We envision that TACA will be a highly valuable resource for both basic and translational research in AD, as it provides abundant information for AD pathobiology and actionable systems biology tools for drug discovery.
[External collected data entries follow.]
PR #22, opened 2026-05-18
feat(api): ModelSwitchService + REST endpoints for runtime model swap

pmanko:
## Summary

- New `ModelSwitchService` discovers models from the active remote endpoint's `/v1/models` and updates the `chartsearchai.llm.remote.modelName` GP.
- Two new REST endpoints alongside the chat APIs: `GET /chartsearchai/models`, `POST /chartsearchai/model`.
- Validates `modelName` membership against the live list before writing the GP, so switches can't route to a model the endpoint doesn't actually serve.
- Both gated by `AI Query Patient Data` (same as chat).

## Why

We compiled an Alzheimer's disease (AD) brain cell atlas consisting of more than 1.1 million cells/nuclei transcriptomes from 26 data sets, covering major brain regions (cortex, hippocampus, cerebellum) and cell types (e.g., neuron, oligodendrocyte, astrocyte, and microglia).We conducted over 1400 differential expression (DE) comparisons to identify cell type-specific gene expression alterations. Major comparison types are (1) AD versus healthy control; (2) sex-specific DE, (3) genotype-driven DE (i.e., apolipoprotein E [] ε4/ε4 vs ε3/ε3; TREM2 vs common variants) analysis; and (4) others. Each comparison was further followed by (1) human protein-protein interactome network module analysis, (2) pathway enrichment analysis, and (3) gene-set enrichment analysis.For drug screening, we conducted gene set enrichment analysis for all the comparisons with over 700,000 drug perturbation profiles connecting more than 10,000 human genes and 13,000 drugs/compounds.A total of over 400 analyses of cell-cell interactions against 6000 experimentally validated ligand-receptor interactions were conducted to reveal the disease-relevant cell-cell communications in AD.
在生成大规模单细胞/细胞核转录组数据方面的最新进展显示出巨大潜力,有助于识别细胞类型特异性的阿尔茨海默病(AD)病理生物学特征,并发现用于治疗开发的药物靶点。
我们通过汇编一个AD脑细胞图谱开发了阿尔茨海默病细胞图谱(TACA),该图谱包含来自26个数据集的超过110万个细胞/细胞核,覆盖主要脑区(海马体、小脑、前额叶皮层等)和细胞类型(星形胶质细胞、小胶质细胞、神经元、少突胶质细胞等)。我们进行了近1400次差异表达比较,以识别细胞类型特异性的分子改变(例如病例与健康对照、性别特异性、载脂蛋白E(ApoE)ε4/ε4以及TREM2突变)。每次比较后都进行蛋白质-蛋白质相互作用模块检测、功能富集分析以及基于组学的靶点和药物(超过70万个扰动图谱)筛选。使用6000种配体-受体相互作用进行了400多次细胞-细胞相互作用分析,以识别AD中的细胞-细胞通讯网络。
所有结果都整合到TACA(https://taca.lerner.ccf.org/)中,这是一个新的网站门户,具有细胞类型特异性的丰富转录组信息以及12个用于AD的交互式可视化工具。
我们设想TACA将成为AD基础研究和转化研究的极有价值的资源,因为它为AD病理生物学提供了丰富信息,并为药物发现提供了可操作的系统生物学工具。
我们汇编了一个阿尔茨海默病(AD)脑细胞图谱,该图谱包含来自26个数据集的超过110万个细胞/细胞核转录组,覆盖主要脑区(皮层、海马体、小脑)和细胞类型(例如神经元、少突胶质细胞、星形胶质细胞和小胶质细胞)。我们进行了1400多次差异表达(DE)比较,以识别细胞类型特异性的基因表达改变。主要比较类型包括:(1)AD与健康对照;(2)性别特异性DE;(3)基因型驱动的DE(即载脂蛋白E [ApoE] ε4/ε4与ε3/ε3;TREM2与常见变体)分析;以及(4)其他。每次比较之后还进一步进行了:(1)人类蛋白质-蛋白质相互作用组网络模块分析;(2)通路富集分析;以及(3)基因集富集分析。对于药物筛选,我们对所有比较进行了基因集富集分析,使用了超过70万个连接10000多个人类基因和13000种药物/化合物的药物扰动图谱。针对6000种经过实验验证的配体-受体相互作用,总共进行了400多次细胞-细胞相互作用分析,以揭示AD中与疾病相关的细胞-细胞通讯。